** Opening Provided material block **

PR #284, opened 2019-04-17
Add search by labels.

dastultz:


aheritier:
@dastultz  Could you try to add some integration tests please ?
See RealSmokeTest.java
Just tell us what to configure in our sandbox to have them passing

dastultz:
Sorry for the delay, I plan to do this, please don't close the issue. Thanks.

dastultz:
Added unit tests. I did not run them! Documented article contents needed in sandbox.

src/test/java/org/zendesk/client/v2/RealSmokeTest.java
```diff
@@ -824,6 +827,47 @@ public void getArticles() throws Exception {
...
+            Article 1 with title "AllLabelOne" and label "AllLabelA"
+            Article 2 with title "AllLabelTwo" and labels "AllLabelA" and "AllLabelB"
+         When a search by labels "AllLabelA", "AllLabelB"
+         Then we get Article 2 but not Article 1
+            because Article 2 has both labels and Article 1 has only one
+         */
+        Iterable<Article> result = instance.getArticleFromAllLabels(Arrays.asList("AllLabelA", "AllLabelB"));
+        Set<String> actualTitles = extractTitles(result);
+        assertThat(actualTitles.size(), is(1));
+        assertThat(actualTitles, IsCollectionContaining.hasItems("AllLabelOne"));
```
aheritier: @dastultz it should be `AllLabelTwo` which has both labels (based on your scenario)?

```suggestion
        assertThat(actualTitles, IsCollectionContaining.hasItems("AllLabelTwo"));
```

dastultz: Dang it! I looked that over closely and still missed it. Fixed.

src/main/java/org/zendesk/client/v2/Zendesk.java
```diff
@@ -403,6 +403,16 @@ public JobStatus permanentlyDeleteTickets(long id, long... ids) {
                 .set("query", searchTerm).set("section", sectionId), handleList(Article.class, "results"));
     }
 
+    public Iterable<Article> getArticleFromSomeLabels(List<String> labels) {
```
johnou: Naming seems a little off to me, especially with the fact singular is used for returning a collection. How about something like..

getArticlesWithAllLabels
searchArticlesWithLabels

dastultz: I don't understand what is meant by "get" vs "search" if anything. The part I was looking to make clear was that one method requires at least one label to be found, the other requires all labels to be found. IMO, "WithAll" is good, but the idea of "with at least one" is not captured in the name "searchArticlesWithLabels". Not sure if "search" implies such behavior. You objected to the use of singular for returning a collection, I agree with that, I followed the existing pattern established by the `getArticleFromSearch` method. I think `getArticlesFromSomeLabels` and `getArticlesFromAllLabels` best captures the concerns, though I don't like the apparent API inconsistency with the singular Article vs Articles.

johnou: How about getArticlesFromAllLabels and getArticlesFromAnyLabels

dastultz: Works for me, as long as everyone doesn't mind the inconsistency of Article plurality with `getArticleFromSearch`. Should I make the change, or will someone else do it?

johnou: Or introduce corrected method with deprecated annotation on the singular.

dastultz: Who is the "gatekeeper" of the public-facing API? I'm trying to add functionality but not dictate API design in general. I feel like someone more qualified should handle the naming issue. I'm happy with getArticlesFromAllLabels and getArticlesFromAnyLabels. I'm going to make that change and hope it goes through.

PR #287, opened 2019-06-10
[Fixes #286] Updates due to the rest of the SandBox

### LINKED ISSUE #286: Restore Integration Tests using the new Sandbox
We still don't have a specific zendesk instance for our test (no thanks @zendesk) and our CloudBees Zendesk sandbox was reset thus we have to reconfigure it
We have to repopulate some data and reconfigure our Codeship integration ( See #279 )

aheritier:


aheritier:
We cannot launch builds on PRs thus let's merge

PR #288, opened 2019-06-19
Update Zendesk.java

cavincla:
This is a fix because I have this problem creating the ticket:

org.zendesk.client.v2.ZendeskException: org.zendesk.client.v2.ZendeskException: java.lang.IllegalArgumentException: Can not deserialize instance of java.lang.String[] out of VALUE_STRING token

** Closing Provided material block **

▶ **To do**
All of the entries above must be transcribed exactly.

▶ **Output of the exercise**
PR #284, opened 2019-04-17
Add search by labels.

dastultz:


aheritier:
@dastultz  Could you try to add some integration tests please ?
See RealSmokeTest.java
Just tell us what to configure in our sandbox to have them passing

dastultz:
Sorry for the delay, I plan to do this, please don't close the issue. Thanks.

dastultz:
Added unit tests. I did not run them! Documented article contents needed in sandbox.

src/test/java/org/zendesk/client/v2/RealSmokeTest.java
```diff
@@ -824,6 +827,47 @@ public void getArticles() throws Exception {
...
+            Article 1 with title "AllLabelOne" and label "AllLabelA"
+            Article 2 with title "AllLabelTwo" and labels "AllLabelA" and "AllLabelB"
+         When a search by labels "AllLabelA", "AllLabelB"
+         Then we get Article 2 but not Article 1
+            because Article 2 has both labels and Article 1 has only one
+         */
+        Iterable<Article> result = instance.getArticleFromAllLabels(Arrays.asList("AllLabelA", "AllLabelB"));
+        Set<String> actualTitles = extractTitles(result);
+        assertThat(actualTitles.size(), is(1));
+        assertThat(actualTitles, IsCollectionContaining.hasItems("AllLabelOne"));
```
aheritier: @dastultz it should be `AllLabelTwo` which has both labels (based on your scenario)?

```suggestion
        assertThat(actualTitles, IsCollectionContaining.hasItems("AllLabelTwo"));
```

dastultz: Dang it! I looked that over closely and still missed it. Fixed.

src/main/java/org/zendesk/client/v2/Zendesk.java
```diff
@@ -403,6 +403,16 @@ public JobStatus permanentlyDeleteTickets(long id, long... ids) {
                 .set("query", searchTerm).set("section", sectionId), handleList(Article.class, "results"));
     }
 
+    public Iterable<Article> getArticleFromSomeLabels(List<String> labels) {
```
johnou: Naming seems a little off to me, especially with the fact singular is used for returning a collection. How about something like..

getArticlesWithAllLabels
searchArticlesWithLabels

dastultz: I don't understand what is meant by "get" vs "search" if anything. The part I was looking to make clear was that one method requires at least one label to be found, the other requires all labels to be found. IMO, "WithAll" is good, but the idea of "with at least one" is not captured in the name "searchArticlesWithLabels". Not sure if "search" implies such behavior. You objected to the use of singular for returning a collection, I agree with that, I followed the existing pattern established by the `getArticleFromSearch` method. I think `getArticlesFromSomeLabels` and `getArticlesFromAllLabels` best captures the concerns, though I don't like the apparent API inconsistency with the singular Article vs Articles.

johnou: How about getArticlesFromAllLabels and getArticlesFromAnyLabels

dastultz: Works for me, as long as everyone doesn't mind the inconsistency of Article plurality with `getArticleFromSearch`. Should I make the change, or will someone else do it?

johnou: Or introduce corrected method with deprecated annotation on the singular.

dastultz: Who is the "gatekeeper" of the public-facing API? I'm trying to add functionality but not dictate API design in general. I feel like someone more qualified should handle the naming issue. I'm happy with getArticlesFromAllLabels and getArticlesFromAnyLabels. I'm going to make that change and hope it goes through.

PR #287, opened 2019-06-10
[Fixes #286] Updates due to the rest of the SandBox

### LINKED ISSUE #286: Restore Integration Tests using the new Sandbox
We still don't have a specific zendesk instance for our test (no thanks @zendesk) and our CloudBees Zendesk sandbox was reset thus we have to reconfigure it
We have to repopulate some data and reconfigure our Codeship integration ( See #279 )

aheritier:


aheritier:
We cannot launch builds on PRs thus let's merge

PR #288, opened 2019-06-19
Update Zendesk.java

cavincla:
This is a fix because I have this problem creating the ticket:

org.zendesk.client.v2.ZendeskException: org.zendesk.client.v2.ZendeskException: java.lang.IllegalArgumentException: Can not deserialize instance of java.lang.String[] out of VALUE_STRING token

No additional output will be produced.